Thursday, December 22, 2005

Idiot's Delight

Our puppy fractured her shin a few days ago, and now she drags around a yellow cast on her back leg. Titina appears unaffected by this impediment, and when we take her outside, we spend half the time trying to keep her from running all over the place.

Titina ignores her plight, and gets on with her daily routine the best she can. She provides a fitting role model for long suffering Red Sox fans everywhere.

Johnny Damon is gone. Let's move on.

The pain might be a little diminished if Damon went to Los Angeles or Baltimore or frankly anywhere but those hated Yankees, who now feature a starting lineup with players making roughly $90 million next year.

In time, he might look back wistfully at his stay in Boston, just as Bruce Hurst once did, and rue the day he chased dollars rather than bask in the glow of his adoring fans.

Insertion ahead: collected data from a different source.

Issue #5193, opened 2026-08-25
Cross-version external node wait cannot express a head that is withheld by ACP


islamaliev:
## Problem

When a node runs as a separate process (`NodeConfig.Version`, used for cross-version
testing) the harness cannot read its event bus, so `WaitForSync` falls back to polling
the node for the commits it expects (`waitForHeadsOnNode`,
`tests/integration/events.go:361`).

That poll waits for every pending head. It has no way to express "this head is never
going to arrive, and that is the correct behaviour".

Document ACP makes that case real. A test can create two documents that share a field
block and grant a peer access to only one of them. The sending node's access check then
correctly withholds the blocks of the document the peer was not granted, so one of the
expected heads never arrives. The poll keeps asking for 30 seconds and the test fails
with:

```
timeout waiting for commits to sync to external node
still missing: [bafyreihc2v653hbb7hydzf3mry3ngudpspczz4yi3475t32nih762euhea]
```

The node is behaving correctly. The wait is asking the wrong question.

## Affected tests

`TestACP_P2PSyncSharedFieldBlock_AccessToFirstDoc` and
`TestACP_P2PSyncSharedFieldBlock_AccessToSecondDoc`
(`tests/integration/acp/dac/p2p/sync_shared_field_test.go`).

Both fail only under `cross-version-new-source`. The direction decides which node runs
as the external process, and so which side's withheld block ends up being polled for
over HTTP.

## Not an auth problem

Worth stating, because it looks like one at first. Every poll returns HTTP 200 with a
consistent 169 byte body, so the queries are answered rather than rejected. Non-ACP
networked tests pass under the same multiplier. The block is withheld by design, not
hidden by a missing identity.

This is also distinct from #5123, which is about writes that do not name a node, and
from #5170, which is about restarting an external node.

## Possible directions

- Let the expectation carry the fact that a head is not expected to arrive, so the
  external wait can stop asking for it.
- Have the wait consult the same access decision the sender used, so it only waits for
  what the peer is allowed to receive.

Either way this needs a way to say "not arriving is the expected outcome", which the
external wait path currently cannot represent.

## Meanwhile

The two tests are excluded from both cross-version multipliers with a comment pointing
here.

Part of #5066.

PR #5270, opened 2026-09-16
test(i): Read a head as the collection creator

### LINKED ISSUE #5196: Cross-version head read-back is unauthenticated for documents written without an identity
## Problem

`MarkDocsExpectedOnTargets` (`tests/action/utils_events.go`) works out what a peer should
receive by asking the source node for the head of each document it wrote. A node running
as a separate process has no event bus the harness can read, so this query is the only
way to learn the head.

The query runs as the identity the write used. When a document is written without an
identity into a collection gated by document ACP, that identity is `None`, so the
read-back is unauthenticated and returns nothing. The head cannot be found and the run
fails at the `require.True` guarding it:

```
node 0 could not report the head of bae-fc882d4f-f054-5a63-8aa8-c1c7817c27af
    tests/action/utils_events.go:157
```

The document is present and the write succeeded. Only the read-back is blind.

## Affected tests

The three tests in `tests/integration/acp/dac/branchable/peer_test.go`. Each adds a
document with no identity to an ACP-gated collection:

```go
&action.AddDoc{
    NodeID:       immutable.Some(0),
    CollectionID: 0,
    Doc:          userDoc,
},
```

Confirmed by experiment: making the read-back use an identity that can read the
collection lets all three pass.

## Not the same as the neighbouring issues

- #5123 is about writes that do not name a node. These name `NodeID: 0`.
- #5193 fails later, in `waitForHeadsOnNode` (`tests/integration/events.go:415`), when a
  head that ACP deliberately withheld never arrives. This one fails earlier and for a
  different reason: the head is never looked up successfully in the first place.

## Possible direction

The identity used for the read-back does not have to be the identity that performed the
write. It has to be one that can read the document. Some way of resolving a reader for
the collection, rather than reusing the writer's identity, would close this.

## Meanwhile

The three tests are excluded from both cross-version multipliers with a comment pointing
here.

islamaliev:
## Relevant issue(s)

Resolves https://github.com/sourcenetwork/defradb/issues/5196

## Description

For asserting a certain document or head arrived to a certain node we need to know which CID to wait for and when there's an external node that wrote the document that is under ACP there was no way to request the head because it was gated by the collection ACP. So this PR adds the explicitly identity of the writer node in the request, so that we know which head to wait for.

Two of the three tests this unblocks still hit https://github.com/sourcenetwork/defradb/issues/5193 and stay excluded, now pointing there.

## Tasks

## How has this been tested?

Unit tests, plus the networked and access control suites under both cross-version directions. 

- macOS


nasdf (approved):
LGTM

fredcarle (approved):
LGTM

shahzadlone (approved):
LGTM

PR #5274, opened 2026-09-21
fix: Count a merged counter increment once

islamaliev:
## Relevant issue(s)

Refs https://github.com/sourcenetwork/defradb/issues/4935

## Description

A counter that several peers increment at the same time now ends on the right total. Before this, it could settle higher than the sum of every increment, and the peers could disagree with each other. The wrong number was saved, so restarting a node did not clear it.

Each increment is stored as its own block, and a node adds up the ones it has not seen yet. Deciding what counts as "not seen yet" is where it went wrong. When a peer sends changes that are older than what the node already has, the node looks back through its own history to find where the two sides last agreed. While doing that it was overwriting the very list it uses to recognise what it has already added up, so increments it had counted minutes ago looked new again and were added a second time. A normal field never showed this, because storing the same value twice is the same as storing it once. A counter adds it twice.

A node now checks whether an increment is already included in its total before adding it, rather than trusting that list to still be accurate.

There was a second problem in the same place. A document can have several latest versions at once, each with different height, and the node was keeping only one of those numbers, whichever it happened to read last. So the same merge could behave differently from one run to the next. It now uses the earliest of them, so the result no longer depends on iteration order.

## Tasks

## How has this been tested?

Unit and integration tests, plus the race detector on the networked suites.

- macOS


nasdf (approved):
Thanks for fixing!

internal/db/merge.go
```diff
@@ -425,6 +457,157 @@ func (mp *mergeProcessor) processBlock(
...
+// counted. The blockstore's IsMerged flag cannot stand in for this: it is keyed by block while
+// applying is per document, and UpdateHeads clears it for a block's links before they are
+// applied.
+func (mp *mergeProcessor) isAlreadyApplied(
+	ctx context.Context,
+	block *coreblock.Block,
+	blockLink cidlink.Link,
+) (bool, error) {
+	// No value to double-count, and walking them is what tells the field blocks below which
+	// document they belong to.
```
AndrewSisley: suggestion: I think the code is currently correct, given the current behaviour of these blocks, but it might not always be so, and I think the comment is incorrect.

I think the reason it is correct to return early for these types *right now* is that composite blocks are not CRDTs, and collection blocks *currently* self-de-duplicate as the internal data structures inherently prevent adding a document to a collection multiple times (due to store key format)

Whilst composite blocks are not CRDTs, and probably never will be, I'm not sure that the branchable collection CRDT will always function this way, and the code here *might* need to change in the future.

I doubt it is sensible to change the code to accommodate this future possibility, but I think the comment should be corrected - it is currently misleading, and that may cost us in the future should changes here ever be required.

internal/db/merge.go
```diff
@@ -425,6 +457,157 @@ func (mp *mergeProcessor) processBlock(
...
+	for len(stack) > 0 {
+		current := stack[len(stack)-1]
+		stack = stack[:len(stack)-1]
+
+		if _, ok := seen[current]; ok {
+			continue
+		}
+		seen[current] = struct{}{}
+
+		nd, err := mp.blockLS.Load(
```
AndrewSisley: thought: I hate that this could in theory be fetching blocks from a remote peer if the constructor for `mp` is changed slightly.  It made me chase down to make sure that it wasn't already configured in such a way...

No action required, just venting :grin:

internal/db/merge.go
```diff
@@ -425,6 +457,157 @@ func (mp *mergeProcessor) processBlock(
...
+			linking.LinkContext{Ctx: ctx},
+			cidlink.Link{Cid: current},
+			coreblock.BlockSchemaPrototype,
+		)
+		if err != nil {
+			// Not held locally, so it proves nothing about what is below it. Skipping risks
+			// applying a block twice, never dropping one.
```
AndrewSisley: todo: There are other errors that can be returned here besides `key not found` - please either handle them, or adjust the documentation to make it clearer as to why it is also safe to ignore those (such as IO errors).

internal/db/merge.go
```diff
@@ -425,6 +457,157 @@ func (mp *mergeProcessor) processBlock(
...
+
+	set := &ancestorSet{seen: seen, floor: floor}
+	mp.ancestorCache[cacheKey] = set
+	return set, nil
+}
+
+// walkAncestors walks back from the given heads, stopping at floor.
+//
+// Links only point backwards, so a block below floor cannot lead back to one above it. Stopping
+// there keeps the walk off the whole history.
```
AndrewSisley: nitpick: I feel like there is a word missing from this last line, maybe the below?
```
// there keeps the walk off of the whole history.
```

internal/db/merge.go
```diff
@@ -425,6 +457,157 @@ func (mp *mergeProcessor) processBlock(
...
+func (mp *mergeProcessor) walkAncestors(
+	ctx context.Context,
+	heads []cid.Cid,
+	floor uint64,
+) (map[cid.Cid]struct{}, error) {
+	seen := make(map[cid.Cid]struct{}, len(heads))
+	stack := make([]cid.Cid, 0, len(heads))
+	stack = append(stack, heads...)
+
+	for len(stack) > 0 {
```
AndrewSisley: question: We have very ridged rules as to which head is returned from a query (i.e. cached in the datastore).  Why is the code here operating across all the heads when only one branch will ever be merged and returned to users at any given moment?

Why not just handle that head and its children?

AndrewSisley (approved):
Approving now, but please make sure that the todo is resolved, and the question is answered before merge.  The PR itself was great and easy to review - thanks for the effort put into it!

PR #5275, opened 2026-09-21
fix: Prevent leak during partial node creation

### LINKED ISSUE #5127: Leak is created during partial node creation
Look at lines 150 through 172 of `node/node.go`:

The `Start` function opens rootstore via NewStore, and folds them into n.DB when db.NewDB succeeds. Later, n.Close will tear them down, but that assumes that db.NewDB succeeded. However, if a function such as `n.startP2P` fails, the function will immediately return an error... but all of the previously created local variables (rootstore, docuumentACP, nodeACP, etc.) will be orphaned.

 It was discussed in the review of an open PR for the Java client that this would also create a situation where the node retains its badger lock on a directory.

**This should not be done until the following issue is merged:** https://github.com/sourcenetwork/defradb/pull/5099

ChrisBQu:
## Relevant issue(s)

Resolves #5127 

## Description

 If `Start `failed after opening the store (for example in `startP2P`), the store, ACPs and peer were never closed. The store kept its Badger directory lock. Cleanup only occurred inside `Close`, and that function assumes that everything succeeded. With this PR, `Start` now has a deferred cleanup that releases everything it created in the case of early return due to error.

As a minor adjustment to accomodate this, `NewDB`'s result is now assigned to n.DB only on success. Before, a failed call left a non-nil interface holding a nil *DB, which would make the call to `Close` panic.

This PR also adds a new unit test, `TestStartFailureReleasesStore`. It forces a P2P failure, which makes the call to `Start` fail, and then starts a second node on the same path to verify the Badger lock was released. It would fail without the changes introduced in this PR. 

## Tasks

## How has this been tested?

- WSL


nasdf (approved):
Nice work!

shahzadlone (approved):

PR #5276, opened 2026-09-22
fix: Two lost-update bugs in peer sync

islamaliev:
## Relevant issue(s)

Refs https://github.com/sourcenetwork/defradb/issues/5066

## Description

Two bugs that lost or delayed updates between peers, both found while chasing the branchable sync tests that fail intermittently in CI.

A write announces itself on the document topic and then on the collection topic. A failure on the first skipped the second, and a peer subscribed to a branchable collection hears about a document commit only through the collection topic, so one transient error dropped the update from the network for good. The topic is joined and closed around every publish, so two writes landing together race on the join and the single retry is not always enough.

Separately, a document sync asks its peers for heads and waits for each to answer. The waiting set was keyed by address while a reply carries only the peer id, so an answer never cleared its sender and every sync ran to its five second timeout. The heads still arrived, just always late, and under load that wait collided with the deadlines around it.

Also lets a test node in another process be started with p2p off, which was silently ignored, and gates the p2p-disabled test on v1.1.0, since v1.0.0 panics where it expects an error.

## Tasks

## How has this been tested?

Unit and integration tests. The publish bug only reproduces with several test processes competing for cpu, which is why it shows up in CI and not on a laptop: 14 failures in 450 runs before, none after. The sync wait shows up as a timing change, with those tests dropping from five seconds to under a fifth of one.

- macOS


tests/action/node_options.go
```diff
@@ -60,6 +60,8 @@ type NodeSetupConfig struct {
 	// NodeACP overrides the node's access control settings when set. While it is on
 	// the node lets through no one but the identity it was started with.
 	NodeACP immutable.Option[options.NodeACPOptions]
+	// DisableP2P starts the node with no p2p system at all.
+	DisableP2P bool
```
AndrewSisley: suggestion:  A similar thing was flagged on another PR (I think one of @ChrisBQu 's) - adding flattened config options one by one to this type scales horribly, and allows us to do other horrible things that obfuscate what the real production API looks like from the tests. 

I have a feeling Chris had this with this exact property, so he might be able to point you to something that already exists, but either way please avoid continuing this pattern.

Perhaps `NewNode.Network` should become `immutable.Option[ConfigureNode]`, so that we can differentiate between a default value, and an explicit nil within `NewNode.P2POptions`.

AndrewSisley (approved):
LGTM, thanks Islam.

suggestion: The PR title isn't going to be as helpful as it probably should be in the change log.  I don't know if I would consider it worth the bother to split the PR if I was the author and had already (for whatever reason) bundled them together, and I don't have any quick suggestions, but if you are able to improve it it would be nice :)

tests/action/node_options.go
islamaliev: done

But as Alan Embree, Kevin Millar, and Mark Bellhorn learned to their collective horror, fans can quickly turn on their heroes when their performance starts to wane.

ESPN's Colin Cowherd described Red Sox fans as the little kids who loved the cat so much that they squeezed it to death. They love to beat up on their favorite superstars, and he correctly notes that time and time again, great players, such as Pedro Martinez, Nomar Garciaparra, Mo Vaughn, Carlton Fisk, Roger Clemens, and now Damon, all seem to leave on such a sour note.

Sadly, for real diehard fans, true joy only comes when the Red Sox saga resembles a Shakespearian tragedy, so I was glad to see that ESPN's Bill Simmons has taken a calm, rational approach to the whole matter. His summation is actually quite brilliant. "If you were Johnny Damon, would you have passed up $12 million to return to a team that didn't really seem to want you back? Didn't think so," he writes. "He's not Anakin, he's not Judas, he's not the Reverse Earl Hickey. He's just another businessman who followed the money and never looked back. In other words, he's a professional athlete."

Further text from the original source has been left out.